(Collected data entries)
-- Opening Marker --

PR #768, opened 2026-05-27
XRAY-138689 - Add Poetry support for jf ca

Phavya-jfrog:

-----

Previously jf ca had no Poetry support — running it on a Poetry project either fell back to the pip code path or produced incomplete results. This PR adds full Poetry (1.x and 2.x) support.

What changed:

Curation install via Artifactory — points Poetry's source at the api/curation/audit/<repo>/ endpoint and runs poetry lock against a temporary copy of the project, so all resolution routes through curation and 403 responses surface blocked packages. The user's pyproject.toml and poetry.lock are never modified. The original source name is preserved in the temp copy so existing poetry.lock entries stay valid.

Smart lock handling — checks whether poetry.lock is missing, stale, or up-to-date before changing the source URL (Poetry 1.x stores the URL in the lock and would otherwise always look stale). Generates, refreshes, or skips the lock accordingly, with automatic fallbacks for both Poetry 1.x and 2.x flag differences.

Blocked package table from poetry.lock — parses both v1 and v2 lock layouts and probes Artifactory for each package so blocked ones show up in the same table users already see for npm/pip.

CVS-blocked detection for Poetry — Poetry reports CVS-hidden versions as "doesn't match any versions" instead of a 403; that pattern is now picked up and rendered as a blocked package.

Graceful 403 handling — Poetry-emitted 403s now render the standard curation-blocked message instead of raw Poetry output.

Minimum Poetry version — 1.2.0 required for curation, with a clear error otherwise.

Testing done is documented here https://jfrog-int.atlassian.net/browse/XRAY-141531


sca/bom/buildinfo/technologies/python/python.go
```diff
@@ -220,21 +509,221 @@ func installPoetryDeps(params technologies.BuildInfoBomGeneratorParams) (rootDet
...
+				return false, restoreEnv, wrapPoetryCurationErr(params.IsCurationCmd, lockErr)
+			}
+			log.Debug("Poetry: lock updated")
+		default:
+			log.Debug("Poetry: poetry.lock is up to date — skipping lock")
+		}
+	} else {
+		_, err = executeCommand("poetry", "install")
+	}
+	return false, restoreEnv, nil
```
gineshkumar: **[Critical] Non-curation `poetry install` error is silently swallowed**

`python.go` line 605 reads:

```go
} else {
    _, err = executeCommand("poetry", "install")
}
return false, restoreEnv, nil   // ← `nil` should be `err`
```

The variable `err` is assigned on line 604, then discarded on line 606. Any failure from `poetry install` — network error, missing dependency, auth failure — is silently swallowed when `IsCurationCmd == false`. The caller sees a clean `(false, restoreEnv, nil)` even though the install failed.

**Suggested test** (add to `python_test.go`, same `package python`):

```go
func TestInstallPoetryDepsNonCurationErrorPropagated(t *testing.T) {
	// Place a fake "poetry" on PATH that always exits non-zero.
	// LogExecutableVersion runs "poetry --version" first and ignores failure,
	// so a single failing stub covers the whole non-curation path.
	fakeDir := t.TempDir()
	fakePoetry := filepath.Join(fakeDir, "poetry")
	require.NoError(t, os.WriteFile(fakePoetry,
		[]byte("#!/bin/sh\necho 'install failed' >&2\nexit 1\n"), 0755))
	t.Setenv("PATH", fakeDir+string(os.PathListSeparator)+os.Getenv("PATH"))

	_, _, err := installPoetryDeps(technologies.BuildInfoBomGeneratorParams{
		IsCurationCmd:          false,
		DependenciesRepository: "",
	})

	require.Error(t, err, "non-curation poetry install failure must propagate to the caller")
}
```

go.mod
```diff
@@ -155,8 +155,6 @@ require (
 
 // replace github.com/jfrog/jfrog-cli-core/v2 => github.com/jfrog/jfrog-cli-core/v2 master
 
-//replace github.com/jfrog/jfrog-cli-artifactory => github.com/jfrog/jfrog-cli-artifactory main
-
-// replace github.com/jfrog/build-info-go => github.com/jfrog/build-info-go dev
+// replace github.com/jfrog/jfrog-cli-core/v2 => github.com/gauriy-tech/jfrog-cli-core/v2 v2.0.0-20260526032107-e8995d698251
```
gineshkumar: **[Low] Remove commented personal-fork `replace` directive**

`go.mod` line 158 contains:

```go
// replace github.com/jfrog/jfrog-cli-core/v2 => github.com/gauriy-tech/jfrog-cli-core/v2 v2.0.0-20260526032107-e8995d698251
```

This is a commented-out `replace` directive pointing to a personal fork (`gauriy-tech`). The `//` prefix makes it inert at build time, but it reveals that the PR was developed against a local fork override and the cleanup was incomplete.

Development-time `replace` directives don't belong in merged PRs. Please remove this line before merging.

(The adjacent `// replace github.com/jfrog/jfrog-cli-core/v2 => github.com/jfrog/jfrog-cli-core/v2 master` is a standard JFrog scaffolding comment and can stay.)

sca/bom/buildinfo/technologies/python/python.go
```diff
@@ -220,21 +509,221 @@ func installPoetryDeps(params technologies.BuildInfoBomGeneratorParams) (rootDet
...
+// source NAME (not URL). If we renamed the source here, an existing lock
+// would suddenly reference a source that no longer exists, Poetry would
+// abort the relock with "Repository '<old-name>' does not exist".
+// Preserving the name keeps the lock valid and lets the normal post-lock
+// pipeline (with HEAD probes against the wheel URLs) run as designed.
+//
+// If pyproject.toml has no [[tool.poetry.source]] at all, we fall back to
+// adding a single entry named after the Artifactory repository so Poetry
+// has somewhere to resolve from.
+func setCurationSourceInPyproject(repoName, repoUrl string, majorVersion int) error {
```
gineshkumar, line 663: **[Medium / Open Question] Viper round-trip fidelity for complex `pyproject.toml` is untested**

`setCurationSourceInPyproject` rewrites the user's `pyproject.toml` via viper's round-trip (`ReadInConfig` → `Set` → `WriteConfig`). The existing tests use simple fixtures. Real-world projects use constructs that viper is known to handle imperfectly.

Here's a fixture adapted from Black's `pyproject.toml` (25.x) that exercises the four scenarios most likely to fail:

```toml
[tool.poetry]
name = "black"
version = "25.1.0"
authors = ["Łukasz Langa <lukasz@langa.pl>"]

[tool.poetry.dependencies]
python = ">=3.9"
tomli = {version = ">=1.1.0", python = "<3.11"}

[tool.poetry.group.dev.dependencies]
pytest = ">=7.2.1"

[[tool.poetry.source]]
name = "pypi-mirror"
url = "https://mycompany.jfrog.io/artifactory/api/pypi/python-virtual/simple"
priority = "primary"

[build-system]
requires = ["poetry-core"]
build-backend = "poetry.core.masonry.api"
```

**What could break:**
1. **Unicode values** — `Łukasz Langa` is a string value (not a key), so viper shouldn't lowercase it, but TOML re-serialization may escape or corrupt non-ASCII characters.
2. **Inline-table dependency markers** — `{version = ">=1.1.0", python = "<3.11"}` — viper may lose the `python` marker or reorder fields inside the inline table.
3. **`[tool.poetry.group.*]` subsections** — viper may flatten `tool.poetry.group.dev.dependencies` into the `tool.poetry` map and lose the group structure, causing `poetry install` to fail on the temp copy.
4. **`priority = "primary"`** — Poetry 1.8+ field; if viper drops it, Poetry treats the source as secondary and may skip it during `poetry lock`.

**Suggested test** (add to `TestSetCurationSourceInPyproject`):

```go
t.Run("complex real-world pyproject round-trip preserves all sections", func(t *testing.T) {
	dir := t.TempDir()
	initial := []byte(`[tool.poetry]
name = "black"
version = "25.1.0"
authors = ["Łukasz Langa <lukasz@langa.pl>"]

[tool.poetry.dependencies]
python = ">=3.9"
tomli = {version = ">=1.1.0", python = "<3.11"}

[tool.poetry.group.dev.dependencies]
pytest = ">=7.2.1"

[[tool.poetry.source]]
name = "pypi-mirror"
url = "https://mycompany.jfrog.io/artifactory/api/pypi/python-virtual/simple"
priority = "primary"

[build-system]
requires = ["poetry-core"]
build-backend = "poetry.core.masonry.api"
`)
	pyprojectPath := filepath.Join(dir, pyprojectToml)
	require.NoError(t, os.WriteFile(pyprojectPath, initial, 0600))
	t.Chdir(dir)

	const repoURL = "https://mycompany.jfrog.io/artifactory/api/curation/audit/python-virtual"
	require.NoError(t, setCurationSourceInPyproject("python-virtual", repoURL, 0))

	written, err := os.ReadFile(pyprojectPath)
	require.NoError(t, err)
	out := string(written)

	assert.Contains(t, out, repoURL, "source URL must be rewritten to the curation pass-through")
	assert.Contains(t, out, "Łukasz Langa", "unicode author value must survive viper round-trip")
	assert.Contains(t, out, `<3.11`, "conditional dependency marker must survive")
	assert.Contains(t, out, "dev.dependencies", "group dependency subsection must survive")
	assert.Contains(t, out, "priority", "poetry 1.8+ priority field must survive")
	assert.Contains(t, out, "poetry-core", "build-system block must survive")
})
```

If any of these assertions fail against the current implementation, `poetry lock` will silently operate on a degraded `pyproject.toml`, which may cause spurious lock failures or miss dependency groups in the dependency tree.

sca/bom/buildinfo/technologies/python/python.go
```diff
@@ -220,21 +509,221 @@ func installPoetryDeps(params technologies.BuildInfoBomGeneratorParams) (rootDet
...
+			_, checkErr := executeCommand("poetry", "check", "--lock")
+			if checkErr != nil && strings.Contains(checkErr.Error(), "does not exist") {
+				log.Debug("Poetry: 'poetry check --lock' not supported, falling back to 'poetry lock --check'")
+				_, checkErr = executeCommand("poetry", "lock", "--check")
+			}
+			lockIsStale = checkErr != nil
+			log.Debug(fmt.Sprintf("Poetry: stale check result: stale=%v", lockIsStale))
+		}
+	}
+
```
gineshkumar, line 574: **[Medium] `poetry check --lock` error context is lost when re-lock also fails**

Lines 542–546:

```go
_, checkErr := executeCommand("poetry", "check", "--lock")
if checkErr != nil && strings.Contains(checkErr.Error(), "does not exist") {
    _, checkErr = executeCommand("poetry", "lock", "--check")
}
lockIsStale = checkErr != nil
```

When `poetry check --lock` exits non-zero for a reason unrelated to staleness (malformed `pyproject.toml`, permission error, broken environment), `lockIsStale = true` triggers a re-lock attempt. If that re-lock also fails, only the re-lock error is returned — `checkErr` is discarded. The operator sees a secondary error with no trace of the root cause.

-- Closing Marker --

**Exercise description:**
Each line from the start of the records through the line holding "CVS-blocked detection for" must be returned exactly; nothing else belongs in the answer.

**Exercise result:**
PR #768, opened 2026-05-27
XRAY-138689 - Add Poetry support for jf ca

Phavya-jfrog:

-----

Previously jf ca had no Poetry support — running it on a Poetry project either fell back to the pip code path or produced incomplete results. This PR adds full Poetry (1.x and 2.x) support.

What changed:

Curation install via Artifactory — points Poetry's source at the api/curation/audit/<repo>/ endpoint and runs poetry lock against a temporary copy of the project, so all resolution routes through curation and 403 responses surface blocked packages. The user's pyproject.toml and poetry.lock are never modified. The original source name is preserved in the temp copy so existing poetry.lock entries stay valid.

Smart lock handling — checks whether poetry.lock is missing, stale, or up-to-date before changing the source URL (Poetry 1.x stores the URL in the lock and would otherwise always look stale). Generates, refreshes, or skips the lock accordingly, with automatic fallbacks for both Poetry 1.x and 2.x flag differences.

Blocked package table from poetry.lock — parses both v1 and v2 lock layouts and probes Artifactory for each package so blocked ones show up in the same table users already see for npm/pip.

CVS-blocked detection for Poetry — Poetry reports CVS-hidden versions as "doesn't match any versions" instead of a 403; that pattern is now picked up and rendered as a blocked package.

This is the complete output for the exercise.